Data provided →
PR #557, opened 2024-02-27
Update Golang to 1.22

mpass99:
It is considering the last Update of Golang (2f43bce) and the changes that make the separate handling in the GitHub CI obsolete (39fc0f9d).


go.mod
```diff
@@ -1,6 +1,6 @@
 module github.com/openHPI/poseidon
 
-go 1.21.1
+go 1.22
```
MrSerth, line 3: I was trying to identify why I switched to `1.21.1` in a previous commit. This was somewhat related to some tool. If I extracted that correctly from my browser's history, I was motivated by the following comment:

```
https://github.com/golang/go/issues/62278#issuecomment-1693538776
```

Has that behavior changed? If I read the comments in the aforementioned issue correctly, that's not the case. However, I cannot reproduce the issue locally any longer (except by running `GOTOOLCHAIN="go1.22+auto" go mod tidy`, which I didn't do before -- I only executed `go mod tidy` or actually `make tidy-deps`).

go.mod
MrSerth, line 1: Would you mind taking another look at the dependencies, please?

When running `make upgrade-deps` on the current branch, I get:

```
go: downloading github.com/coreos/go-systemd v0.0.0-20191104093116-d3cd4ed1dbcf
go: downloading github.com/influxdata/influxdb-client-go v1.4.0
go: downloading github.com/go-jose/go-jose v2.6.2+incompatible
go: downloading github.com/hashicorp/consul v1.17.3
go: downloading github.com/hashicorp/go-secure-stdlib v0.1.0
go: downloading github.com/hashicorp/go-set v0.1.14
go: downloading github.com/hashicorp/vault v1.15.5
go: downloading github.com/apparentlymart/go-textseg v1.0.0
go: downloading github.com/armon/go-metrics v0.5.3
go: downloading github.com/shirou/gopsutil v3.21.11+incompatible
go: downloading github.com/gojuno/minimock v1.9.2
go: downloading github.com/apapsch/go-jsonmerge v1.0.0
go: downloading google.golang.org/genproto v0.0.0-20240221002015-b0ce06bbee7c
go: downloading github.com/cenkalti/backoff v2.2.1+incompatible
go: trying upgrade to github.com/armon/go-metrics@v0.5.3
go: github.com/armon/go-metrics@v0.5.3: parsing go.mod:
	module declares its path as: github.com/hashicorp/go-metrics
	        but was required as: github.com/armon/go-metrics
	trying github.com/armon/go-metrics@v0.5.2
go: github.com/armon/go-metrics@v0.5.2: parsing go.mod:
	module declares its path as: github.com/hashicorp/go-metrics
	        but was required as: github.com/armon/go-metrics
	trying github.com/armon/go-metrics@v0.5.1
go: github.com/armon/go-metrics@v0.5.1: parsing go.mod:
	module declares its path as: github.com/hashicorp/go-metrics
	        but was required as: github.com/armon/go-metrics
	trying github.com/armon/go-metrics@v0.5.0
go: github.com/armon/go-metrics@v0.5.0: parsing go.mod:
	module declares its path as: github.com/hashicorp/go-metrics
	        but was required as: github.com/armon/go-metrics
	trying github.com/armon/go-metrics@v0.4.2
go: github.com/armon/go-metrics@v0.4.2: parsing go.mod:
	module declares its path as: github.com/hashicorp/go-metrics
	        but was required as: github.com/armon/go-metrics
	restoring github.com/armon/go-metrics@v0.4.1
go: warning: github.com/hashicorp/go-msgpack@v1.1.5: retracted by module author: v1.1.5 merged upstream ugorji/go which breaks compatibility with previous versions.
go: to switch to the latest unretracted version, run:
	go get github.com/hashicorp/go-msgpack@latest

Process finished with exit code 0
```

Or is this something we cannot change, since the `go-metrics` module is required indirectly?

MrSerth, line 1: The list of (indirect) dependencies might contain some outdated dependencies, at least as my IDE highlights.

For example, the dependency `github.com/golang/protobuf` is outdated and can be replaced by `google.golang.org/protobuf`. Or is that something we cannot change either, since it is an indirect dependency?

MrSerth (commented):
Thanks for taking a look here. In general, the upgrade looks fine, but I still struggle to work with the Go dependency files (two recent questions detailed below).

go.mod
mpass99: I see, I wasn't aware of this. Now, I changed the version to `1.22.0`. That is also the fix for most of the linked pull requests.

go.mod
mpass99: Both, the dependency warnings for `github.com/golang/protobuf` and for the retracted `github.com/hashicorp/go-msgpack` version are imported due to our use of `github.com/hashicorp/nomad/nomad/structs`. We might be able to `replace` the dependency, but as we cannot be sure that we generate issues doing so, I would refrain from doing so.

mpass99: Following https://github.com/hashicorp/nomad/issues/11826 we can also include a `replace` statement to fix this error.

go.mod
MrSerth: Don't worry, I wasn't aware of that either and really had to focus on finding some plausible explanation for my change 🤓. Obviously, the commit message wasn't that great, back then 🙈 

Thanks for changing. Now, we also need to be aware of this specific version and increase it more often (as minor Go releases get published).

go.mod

Exercise goal → Check every line above for the string "look", and copy the ones that have it.

Response area →
MrSerth, line 1: Would you mind taking another look at the dependencies, please?
Thanks for taking a look here. In general, the upgrade looks fine, but I still struggle to work with the Go dependency files (two recent questions detailed below).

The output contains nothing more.